More on
Get Fuzzy and
Doonesbury.
Two takes on the same scenario: GI loses leg. In Get Fuzzy, Willie is brought in as a tragic figure, but it's hard to relate to him. I don't remember him from the strip so he seems to have been introduced just to make a point. Really, he's just another GI back from Iraq, albeit missing a limb. The whole scenario is awkward.
BD, on the other hand, is a familiar face and you don't expect a regular comic character to lose a limb or have some other tragedy befall him. Imagine jughead dead of AIDS. The Monday, Tuesday and Wednesday strips were humourless glimpses of the aftermath of whatever hit BD. The doctors glib remark in Thursdays strip, the first cynical barb of the week, came as a welcome reminder that life goes on.

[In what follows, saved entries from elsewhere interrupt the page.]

PR #3168, opened 2024-12-17
fix(autoUpdate): work around bug where intersection ratio is 1 but element actually moved

### LINKED ISSUE #3166: Under performance constraints, floating element can get stuck away from reference element on move
**Describe the bug**

When CPU is under strain and the reference element moves, the floating element can get stuck and no longer auto-update to stay anchored to the reference element. Once this happens, the floating element only begins tracking the reference element again if the reference element moves back to the exact position it was in at the moment the floating element got stuck.

I believe this is happening because sometimes, at https://github.com/floating-ui/floating-ui/blob/6a9f75821398f71bd3d3c644af41d40d06367544/packages/dom/src/autoUpdate.ts#L82, `ratio` is 1 (and so we don't call `refresh`) because at the time `handleObserve` was called the element was indeed fully intersecting the root area – but by the time that code runs, the element can have already moved entirely outside of the `IntersectionObserver` root. 

When that happens, it seems the `IntersectionObserver` instance internally knows the target element is no longer intersecting (despite that fact that the last time it ran the callback, the target element _was_ intersecting), since it only runs the intersection change callback again when the target element becomes fully intersecting again.

**To Reproduce**

1. Go to https://codesandbox.io/p/sandbox/trt7fc
2. In devtools, throttle your CPU to a 20x slowdown:
    
    CleanShot 2024-12-16 at 15 40 18
3. Drag the range input left and right a few times until you see that the floating element gets stuck. Sometimes it takes a few tries and a little finesse. Try varying between slow and fast motion back and forth.

**Expected behavior** 

The floating element should never get stuck away from the reference element. It should always stay anchored to the reference as the reference moves.

**Screen recording**

https://github.com/user-attachments/assets/f470f8f7-1bfe-40f4-8d18-8cbd55f641fd

In that recording, before I enable CPU throttling, you can see the floating element sometimes gets stuck for a second but then recovers. (That's OK - not the bug I'm reporting here). Once I enable 20x CPU throttling, you can see the floating element gets stuck permanently, until I move the reference element back to the exact spot at which the problem started.

**Context:**

- OS: macOS 15.2
- Browser Chrome
- Version 132.0.6834.46

mrdavidjcole:
Fixes #3166

### DIFF
--- a/packages/dom/src/autoUpdate.ts
+++ b/packages/dom/src/autoUpdate.ts
@@ -211,13 +211,7 @@ export function autoUpdate(
   function frameLoop() {
     const nextRefRect = getBoundingClientRect(reference);
 
-    if (
-      prevRefRect &&
-      (nextRefRect.x !== prevRefRect.x ||
-        nextRefRect.y !== prevRefRect.y ||
-        nextRefRect.width !== prevRefRect.width ||
-        nextRefRect.height !== prevRefRect.height)
-    ) {
+    if (prevRefRect && !rectsAreEqual(prevRefRect, nextRefRect)) {
       update();
     }
 
--- a/packages/dom/src/autoUpdate.ts
+++ b/packages/dom/src/autoUpdate.ts
@@ -4,6 +4,7 @@ import {getDocumentElement, getOverflowAncestors} from '@floating-ui/utils/dom';
 import type {FloatingElement, ReferenceElement} from './types';
 import {getBoundingClientRect} from './utils/getBoundingClientRect';
 import {unwrapElement} from './utils/unwrapElement';
+import {rectsAreEqual} from './utils/rectsAreEqual';
 
 export interface AutoUpdateOptions {
   /**
@@ -53,7 +54,8 @@ function observeMove(element: Element, onMove: () => void) {
   function refresh(skip = false, threshold = 1) {
     cleanup();
 
-    const {left, top, width, height} = element.getBoundingClientRect();
+    const elementRectForRootMargin = element.getBoundingClientRect();
+    const {left, top, width, height} = elementRectForRootMargin;
 
     if (!skip) {
       onMove();
@@ -93,6 +95,23 @@ function observeMove(element: Element, onMove: () => void) {
         } else {
           refresh(false, ratio);
         }
+      }
+
+      if (
+        ratio === 1 &&
+        !rectsAreEqual(
+          elementRectForRootMargin,
+          element.getBoundingClientRect(),
+        )
+      ) {
+        // It's possible that even though the ratio is reported as 1, the
+        // element is not actually fully within the IntersectionObserver's root
+        // area anymore. This can happen under performance constraints. This may
+        // be a bug in the browser's IntersectionObserver implementation. To
+        // work around this, we compare the element's bounding rect now with
+        // what it was at the time we created the IntersectionObserver. If they
+        // are not equal then the element moved, so we refresh.
+        refresh();
       }
 
       isFirstUpdate = false;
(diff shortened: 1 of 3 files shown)


packages/dom/src/autoUpdate.ts
```diff
@@ -95,6 +97,23 @@ function observeMove(element: Element, onMove: () => void) {
         }
       }
 
+      if (
+        ratio === 1 &&
+        !rectsAreEqual(
+          elementRectForRootMargin,
+          element.getBoundingClientRect(),
```
FezVrasta, line 104: This will result in a layout paint operation IIRC, I wonder how it will impact performance.

mrdavidjcole: Since we first check if `ratio === 1` (and bail out if that's `false`), this new `element.getBoundingClientRect()` call happens relatively rarely compared to the one at https://github.com/floating-ui/floating-ui/blob/e61070e24ac03f92d43d3aafe8dea4b8fd968af2/packages/dom/src/autoUpdate.ts#L56 (or on my branch, https://github.com/mrdavidjcole/floating-ui/blob/6e3f721482197c0c0a0e1fed6db23899311a5df7/packages/dom/src/autoUpdate.ts#L57).


https://github.com/user-attachments/assets/3befac19-9bc6-4189-aeb2-89a294fff18a



In other words, we already call `element.getBoundingClientRect()` every time we're setting up a new intersection observer (i.e. on every `refresh()` call), and this is a marginal increase to that, since it only happens when the `ratio` goes back to `1`. As far as I can tell there isn't a perceptible performance hit.

FezVrasta:
@atomiks this LGTM, want to take a look too?

FezVrasta (approved):

packages/dom/src/utils/rectsAreEqual.ts
```diff
@@ -0,0 +1,5 @@
+export function rectsAreEqual(a: DOMRect, b: DOMRect) {
+  return (
+    a.x === b.x && a.y === b.y && a.width === b.width && a.height === b.height
+  );
+}
```
atomiks, line 5: This can be reused in `frameLoop` which does the same check (but inline)

mrdavidjcole: Ah, good call! https://github.com/floating-ui/floating-ui/pull/3168/commits/889fd05323725e88bfb6d9aaf768e25b2fcac8fa

atomiks:
With these changes, it seems slightly better but still fails to remain anchored well. I modified the `AutoUpdate` demo to make the reference small and floating element bigger here:

https://github.com/user-attachments/assets/f6833fe6-b1c7-4949-878f-0ce76c5769fc

mrdavidjcole:
> With these changes, it seems slightly better but still fails to remain anchored well. I modified the `AutoUpdate` demo to make the reference small and floating element bigger here:
> 
@atomiks I believe what you're seeing there is an adjacent issue, but not the exact one addressed by this PR. 

This PR is purely about fixing how the floating element can get _permanently_ stuck (well, permanently until you move the reference element back to exactly where it was at the moment the floating element got stuck).

In your recording, I don't see the floating element permanently stuck - only stuck for 1000ms while moving quickly such that `ratio` becomes `0` pretty often, which I believe is a result of this throttling timeout: https://github.com/floating-ui/floating-ui/blob/b80ccaf9cfd7f80f28546906c60284c8385940f0/packages/dom/src/autoUpdate.ts#L90-L92

It'd be great to fix that too! Just a separate issue AFAICT.

atomiks:
Ah I see this part of your issue now:

> In that recording, before I enable CPU throttling, you can see the floating element sometimes gets stuck for a second but then recovers. (That's OK - not the bug I'm reporting here).

It took me a while but eventually I could reproduce it. It looks quite rare, and seems like the adjacent issue is arguably more important to fix since it occurs far more frequently in practice? Although it does eventually "recover", unlike this one, taking 1 second to do so is still poor. 

This PR is still fine though, thanks!

PR #3173, opened 2024-12-22
Support for shorthand transform CSS properties (translate, scale, rotate)

### LINKED ISSUE #3172: Incorrect handling of the new CSS translate property
Please follow these steps to reproduce the issue:

1. Go to the reproduction ['sandobox'](https://codesandbox.io/p/sandbox/floatingui-2p4nrg)
2. Click "Show old dialog" (which uses the old `transform` property)
3. See how the tooltip is positioned correctly
4. Click "Close dialog"
2. Click "Show new dialog" (which uses the new `translate` property)
3. See how the tooltip is positioned incorrectly

**Expected behavior**
The tooltip should be positioned correctly even if using the newer translate CSS property.

SCR-20241221-ognl
SCR-20241221-oglq

There's a new CSS property that replaces the `transform: translate(-50%, -50%)` notation - `translate: -50% -50%`.
Here is the link to its docs - https://developer.mozilla.org/en-US/docs/Web/CSS/translate

It looks like the code that looks up the containing block is not accounting for it here - https://github.com/floating-ui/floating-ui/blob/b80ccaf9cfd7f80f28546906c60284c8385940f0/packages/utils/src/dom.ts#L96

We should probably add a `translate`, `scale`, and other newly added shorthand to the checklist there.

kilobyte2007:
Fixed #3172


packages/utils/src/dom.ts
```diff
@@ -92,13 +92,17 @@ export function isContainingBlock(
     : elementOrCss;
 
   // https://developer.mozilla.org/en-US/docs/Web/CSS/Containing_block#identifying_the_containing_block
+  // https://drafts.csswg.org/css-transforms-2/#individual-transforms
   return (
     css.transform !== 'none' ||
+    css.translate !== 'none' ||
+    css.scale !== 'none' ||
+    css.rotate !== 'none' ||
     css.perspective !== 'none' ||
```
atomiks, line 101: These each need a ternary like `css.translate ? css.translate !== 'none' : false`. Older browsers will return `undefined` and incorrectly think a containing block is created (though if you're using those properties, they don't work in the first place, but still).

At that point you might as well each make them into a `.some()` with the `none` check since they repeat the same work

kilobyte2007: Yeah, I was thinking of this, but I didn't dig deep enough to understand how often is this invoked, and whether there'll be some perf. penalty for using `some` here.

I can implement this change regardless.

FezVrasta: `some` would create a new scope for each iteration and would increase the GC events.

I would suggest to define a helper function that checks for undefined or none and use it here.

Alternatively a for loop will work to and won't produce GC events

kilobyte2007: @FezVrasta @atomiks, I've created a helper function to do that, can you please take a look now? What do you think?

packages/utils/src/dom.ts
```diff
@@ -92,13 +107,13 @@ export function isContainingBlock(
...
+  // https://drafts.csswg.org/css-transforms-2/#individual-transforms
   return (
-    css.transform !== 'none' ||
-    css.perspective !== 'none' ||
+    hasNonEmptyCSSValue(css, ['transform', 'translate', 'scale', 'rotate', 'perspective']) ||
     (css.containerType ? css.containerType !== 'normal' : false) ||
     (!webkit && (css.backdropFilter ? css.backdropFilter !== 'none' : false)) ||
     (!webkit && (css.filter ? css.filter !== 'none' : false)) ||
-    ['transform', 'perspective', 'filter'].some((value) =>
+    ['transform', 'translate', 'scale', 'rotate', 'perspective', 'filter'].some((value) =>
```
atomiks, line 116: Since `.some` was already used below as you mentioned, it should be fine to use for this as well

```js
['transform', 'translate', 'scale', 'rotate', 'perspective'].some((value) =>
  css[value] ? css[value] !== 'none' : false
)
```

kilobyte2007: Done

FezVrasta (approved):

PR #3194, opened 2025-01-09
Request 3181

stopsopa:
PR implementing suggested exports: https://github.com/floating-ui/floating-ui/discussions/3181


FezVrasta (commented):
LGTM but we should also document on the website that these exports don't follow semver and may break on fix releases too.

stopsopa:
@FezVrasta - To be honest I don't know where in the documentation mention it. Any suggestions?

It is still too early to say, but I would imagine these two strips will be making pretty much the same point: Support the troops, don't support the war. A small part of me wonders if there is collusion between the two authors. That the authors of both of these strips set out to communicate the same message at the same time is extraordinary. In the absence of any proof of collusion, these two strips speak volumes about the American public's growing discontent with the war in Iraq and makes it clear that this discontent is wide ranging, present in all manners of public discourse including comics.
In a sense, each strip represents part of the dichotomy of tragedy. It is wishful thinking that bad things only happen to other people (Willie) and the sad truth that bad things can happen to anyone (BD).

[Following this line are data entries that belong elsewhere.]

PR #3199, opened 2025-01-16
fix(useListNavigation): use parent's orientation when opening/closing nested menus

mnajdova:
I was trying to build a grid like navigation on a submenu and I found a bug where the opening/closing logic on submenus was depending on the submenu orientation instead of the paren't orientation. 

I also added support for grid-like submenus, by blocking the closing of the submenu  that uses the 'both' orientation until `Escape` key is pressed.

I can create a new demo if we don't want to pollute this one, as this may be considered a niche feature.

Demo recording:

https://github.com/user-attachments/assets/032d94a3-8832-4914-aca0-5d2472eda6cd

### DIFF
--- a/packages/react-dom/src/types.ts
+++ b/packages/react-dom/src/types.ts
@@ -151,5 +151,9 @@ export type UseFloatingOptions<RT extends ReferenceType = ReferenceType> =
        * @default false
        */
       transform?: boolean;
+      /**
+       * The orientation of the list navigation.
+       */
+      orientation?: 'horizontal' | 'vertical' | 'both';
     }
   >;
--- a/packages/react-dom/src/types.ts
+++ b/packages/react-dom/src/types.ts
@@ -151,9 +151,5 @@ export type UseFloatingOptions<RT extends ReferenceType = ReferenceType> =
        * @default false
        */
       transform?: boolean;
-      /**
-       * The orientation of the list navigation.
-       */
-      orientation?: 'horizontal' | 'vertical' | 'both';
     }
   >;
--- a/packages/react/src/hooks/useListNavigation.ts
+++ b/packages/react/src/hooks/useListNavigation.ts
@@ -986,6 +986,7 @@ export function useListNavigation(
   }, [
     activeId,
     ariaActiveDescendantProp,
+    cols,
     commonOnKeyDown,
     disabledIndicesRef,
     focusItemOnOpen,
--- a/packages/react/src/hooks/useListNavigation.ts
+++ b/packages/react/src/hooks/useListNavigation.ts
@@ -246,7 +246,7 @@ export function useListNavigation(
   context: FloatingRootContext,
   props: UseListNavigationProps,
 ): ElementProps {
-  const {open, onOpenChange, elements, dataRef} = context;
+  const {open, onOpenChange, elements} = context;
   const {
     listRef,
     activeIndex,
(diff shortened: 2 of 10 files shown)


packages/react-dom/src/types.ts
```diff
@@ -151,5 +151,9 @@ export type UseFloatingOptions<RT extends ReferenceType = ReferenceType> =
        * @default false
        */
       transform?: boolean;
+      /**
+       * The orientation of the list navigation.
+       */
+      orientation?: 'horizontal' | 'vertical' | 'both';
```
atomiks, line 157: This shouldn't be an option for the positioning (`react-dom`) package. I also don't think it needs to be an option for the `react` one either? `useListNavigation` should be solely responsible for handling it. The `dataRef` prop can share the orientation data

mnajdova: I was hesitant to include the orientation here, but I wasn't sure where else would make sense. I will look into adding it to the dataRef.

mnajdova: Done.

packages/react/src/hooks/useListNavigation.ts
```diff
@@ -289,6 +294,18 @@ export function useListNavigation(
...
+    (node) => node.id === parentId,
+  );
+
+  if (parentNode) {
+    parentOrientation = parentNode.context?.dataRef?.current.orientation;
+  }
+
+  React.useEffect(() => {
+    context.dataRef.current.orientation = orientation;
+  }, [context, orientation]);
```
atomiks, line 308: `useModernLayoutEffect` is likely safer here

packages/react/src/hooks/useListNavigation.ts
```diff
@@ -289,6 +294,18 @@ export function useListNavigation(
...
   const parentId = useFloatingParentNodeId();
   const tree = useFloatingTree();
+  let parentOrientation: UseListNavigationProps['orientation'] = undefined;
+  const parentNode = tree?.nodesRef.current.find(
+    (node) => node.id === parentId,
+  );
+
+  if (parentNode) {
+    parentOrientation = parentNode.context?.dataRef?.current.orientation;
+  }
```
atomiks, line 304: Refs can't be read in render, but instead the the event handler/effect (to share it, you can use `useEffectEvent` function that returns the value to read it on-demand?)

mnajdova: I thought I was still in the useModerlLayout callback, but they are used in different useModerLayout callouts. Never mind I think it was anyway a premature optimization, it would probably unnecessarily complicate the code.

packages/react/src/hooks/useListNavigation.ts
```diff
@@ -94,6 +96,9 @@ function isCrossOrientationCloseKey(
 ) {
   const vertical = rtl ? key === ARROW_RIGHT : key === ARROW_LEFT;
   const horizontal = key === ARROW_UP;
+  if (orientation === 'both') {
+    return key === ESCAPE;
+  }
```
atomiks, line 101: Should this also work for `horizontal` as well? `horizontal` allows you to press `ARROW_RIGHT` to move to a new row, unlike `both` (e.g. like in emoji pickers). Right now when you press `ARROW_RIGHT` for the submenu trigger, it doesn't move focus into it

mnajdova: Can you clarify what combination of parent + submenu are you talking about? I added more examples to be able to test out more combinations.

atomiks:
Thank you - looks good!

I guess they aren't the funny pages anymore
The New York Times has this to say.
Two comics I regularly check out,
Get Fuzzy and
doonesbury, are each dealing with a character who has lost a leg in Iraq.

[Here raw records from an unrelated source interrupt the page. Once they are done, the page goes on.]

PR #3210, opened 2025-01-30
fix(FloatingList): prevent race condition between registering nodes and setting indices for them

### LINKED ISSUE #3209: FloatingList: elementsRef & map values are sometimes stale with dynamically rendered children
**Describe the bug**

So sorry to file a bug without a reproduction, but came across this issue today and it's incredibly hard to reproduce consistently. Maybe you have an idea of how this can happen, or how it can be avoided.

Here's a screenshot of React DevTools (in Edge/Chrome 132) rendering of FloatingList, which I consider faulty:

Image

- As you can see, 5 children are being rendered
- elementsRef current value includes 9 mixed items, including those rendered children, but also nulls for unrendered children. Additionally, there are some `undefined`s in there, which I have no idea how that can happen with refs (as far as I know, they should always be elements or nulls...).
- The map state includes 10 items, so unrendered children haven't been cleaned up I suppose?

In Firefox 128, the same scenario looks like this:

Image

- elementsRef current value seems to have cleaned itself up
- map state still includes 10 items

When developing locally, I can mostly see that the map state updates according to the elements rendered. elementsRef current value still sometimes includes null values, but they are sorted to the end.

**Expected behavior**

elementsRef.current should only include items that are actually rendered.

**Context:**

- OS: Windows 11
- Browser: Edge 132, Chrome 132, Firefox 128
- React 18.3.1
- floating-ui/react 0.27.3 

**Additional context**

Not sure if this is some kind of a race condition in the component/hook? I don't think I'm doing anything very weird with this, just attempting to collect child element refs and get the sorted, as the component should do.

Does it work when developing locally because React fires effects twice, and that maybe cleans some of this up?

I suppose one workaround for this is to reset FloatingList with a key?

mihkeleidast:
Fixes #3209.

Updating the map state went into a race condition between registering/unregistering nodes (this happens in an effect in useListItem) and setting indices for them (this happens in an effect in FloatingList).

It happens when children rerender, and the two effects are scheduled to run/update state in a non-deterministic way.

Since the indices of the nodes are essentially derived from their refs, the index map can be derived with useMemo instead of updating the same state, removing the possibility of this race condition from happening.

Absolutely not sure about this, it's a pretty weird bug that's hard to reproduce and test. Feel free to reject or suggest alternatives about what may be going on.

### DIFF
--- a/packages/react/src/components/FloatingList.tsx
+++ b/packages/react/src/components/FloatingList.tsx
@@ -63,9 +63,9 @@ export function FloatingList(props: FloatingListProps): React.JSX.Element {
 
   const unregister = React.useCallback((node: Node) => {
     setNodes((prevSet) => {
-      const map = new Set(prevSet);
-      map.delete(node);
-      return map;
+      const set = new Set(prevSet);
+      set.delete(node);
+      return set;
     });
   }, []);
 
--- a/packages/react/src/components/FloatingList.tsx
+++ b/packages/react/src/components/FloatingList.tsx
@@ -58,12 +58,12 @@ export function FloatingList(props: FloatingListProps): React.JSX.Element {
   const [nodes, setNodes] = React.useState(() => new Set<Node>());
 
   const register = React.useCallback((node: Node) => {
-    setNodes((prevMap) => new Set(prevMap).add(node));
+    setNodes((prevSet) => new Set(prevSet).add(node));
   }, []);
 
   const unregister = React.useCallback((node: Node) => {
-    setNodes((prevMap) => {
-      const map = new Set(prevMap);
+    setNodes((prevSet) => {
+      const map = new Set(prevSet);
       map.delete(node);
       return map;
     });
--- a/packages/react/src/components/FloatingList.tsx
+++ b/packages/react/src/components/FloatingList.tsx
@@ -148,7 +148,7 @@ export function useListItem(props: UseListItemProps = {}): {
     [index, elementsRef, labelsRef, label],
   );
 
-  useModernLayoutEffect(() => {
+  React.useEffect(() => {
     const node = componentRef.current;
     if (node) {
       register(node);
--- a/packages/react/src/components/FloatingList.tsx
+++ b/packages/react/src/components/FloatingList.tsx
@@ -129,11 +129,11 @@ export function useListItem(props: UseListItemProps = {}): {
 
   const [index, setIndex] = React.useState<number | null>(null);
 
-  const [componentRef, setComponentRef] = React.useState<Node | null>(null);
+  const componentRef = React.useRef<Node | null>(null);
 
   const ref = React.useCallback(
     (node: HTMLElement | null) => {
-      setComponentRef(node);
+      componentRef.current = node;
 
       if (index !== null) {
         elementsRef.current[index] = node;
@@ -149,21 +149,21 @@ export function useListItem(props: UseListItemProps = {}): {
   );
 
   useModernLayoutEffect(() => {
-    const node = componentRef;
+    const node = componentRef.current;
     if (node) {
       register(node);
       return () => {
         unregister(node);
       };
     }
-  }, [componentRef, register, unregister]);
+  }, [register, unregister]);
 
   useModernLayoutEffect(() => {
-    const index = componentRef ? map.get(componentRef) : null;
+    const index = componentRef.current ? map.get(componentRef.current) : null;
     if (index != null) {
       setIndex(index);
     }
-  }, [map, componentRef]);
+  }, [map]);
 
   return React.useMemo(
     () => ({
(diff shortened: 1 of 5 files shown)


mihkeleidast:
Not sure why the functional tests workflow fails, seems to also fail on master.

packages/react/src/components/FloatingList.tsx
```diff
@@ -149,21 +149,21 @@ export function useListItem(props: UseListItemProps = {}): {
...
       };
     }
-  }, [register, unregister]);
+  }, [componentRef, register, unregister]);
 
   useModernLayoutEffect(() => {
-    const index = componentRef.current ? map.get(componentRef.current) : null;
+    const index = componentRef ? map.get(componentRef) : null;
     if (index != null) {
       setIndex(index);
```
mihkeleidast, line 164: index probably does not need to be a separate state if the ref is state, as then we should be able to derive index from map/ref state values directly?

packages/react/src/components/FloatingList.tsx
```diff
@@ -149,21 +149,21 @@ export function useListItem(props: UseListItemProps = {}): {
   );
 
   useModernLayoutEffect(() => {
-    const node = componentRef.current;
+    const node = componentRef;
     if (node) {
       register(node);
```
mihkeleidast, line 154: An alternative fix that also seemed to work is to filter out elements from the map before sorting that are not in the DOM, i.e. `filter((e) => document.body.contains(e))` or something like that.

Not sure which is a better solution, both work. I like the state ref option better, seems less hacky somehow.

atomiks:
Can you add a test? Important to know when/why the ref solution fails

mihkeleidast:
> Can you add a test? Important to know when/why the ref solution fails

I agree, and I would if I could figure out why this is happening. But as I said, it's a pretty weird behavior that's hard to reproduce outside the app I'm currently in.

Normally, when everything works, events happen in the following order. Let's say I'm rendering 3 items.
1. First item added to map
2. Second item added to map
3. Third item added to map
4. FloatingList renders, with map filled with three items & `null` indices
5. The useLayoutEffect runs that sets the indices
6. FloatingList renders again with map filled with items & indices
7. The useLayoutEffect runs again and bails from updating map

At some point, due to content changing and items being switched out, the following happens:

1. First item added to map
2. Second item added to map
3. FloatingList renders, with map filled with three items & indices
4. The useLayoutEffect that sets the indices runs, but it bails from updating map

So in the faulty scenario, for some reason, last item and indices end up in the map, but I do not see it happening via normal events - I've added a bunch of `console.logs` everywhere and it just does not make any sense at all it skips them.

packages/react/src/components/FloatingList.tsx
```diff
@@ -70,32 +70,30 @@ interface FloatingListProps {
...
+      const map = new Set(prevMap);
       map.delete(node);
       return map;
     });
   }, []);
 
-  useModernLayoutEffect(() => {
-    const newMap = new Map(map);
-    const nodes = Array.from(newMap.keys()).sort(sortByDocumentPosition);
+  const map = React.useMemo(() => {
```
mihkeleidast, line 87: I think this is an even better solution, as it removes the possibility of a race condition happening between registering/unregistering nodes and setting indices for them.

The map with nodes and indices is essentially a derived value from the set of nodes themselves.

Still no test to go with it, I don't know how to test such race conditions.

@atomiks any thoughts on this option?

atomiks: I definitely like the idea of deriving the state instead, especially if it has the same correctness and performance, if you tested that? Also should be `prevSet` not `prevMap` now

mihkeleidast: - It is more correct, since it resolves the race condition issue I ran into.
- Technically it should be more performant, as it does not run the effect in FloatingList twice (previously it bailed out on the second run when if the maps were equal).
 
As far as I can see, other uses of this also behave the same, though I haven't done any major testing of this specifically - how would one go about doing more in-depth testing of this?

Fixed the variable name 👍

mihkeleidast: @atomiks friendly ping, would appreciate if this got sorted today 🙇‍♂️

packages/react/src/components/FloatingList.tsx
```diff
@@ -70,32 +55,30 @@ interface FloatingListProps {
...
+    setNodes((prevSet) => new Set(prevSet).add(node));
   }, []);
 
   const unregister = React.useCallback((node: Node) => {
-    setMap((prevMap) => {
-      const map = new Map(prevMap);
+    setNodes((prevSet) => {
+      const map = new Set(prevSet);
       map.delete(node);
       return map;
```
atomiks, line 68:
```suggestion
      const set = new Set(prevSet);
      set.delete(node);
      return set;
```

The Iraq war will likely be remembered as the maiming war. There are a lot of soldiers back from Iraq that are missing limbs. They don't get talked about the way that dead soldiers do. The numbers are tallied only in passing and so far no number has stood out as a benchmark. Is there a tipping point for the maimed? The dead get measured against conflicts past and present, the latter already waged long enough to have established benchmarks of its own. At some point public opinion will tip the other way. Who will measure the maimed?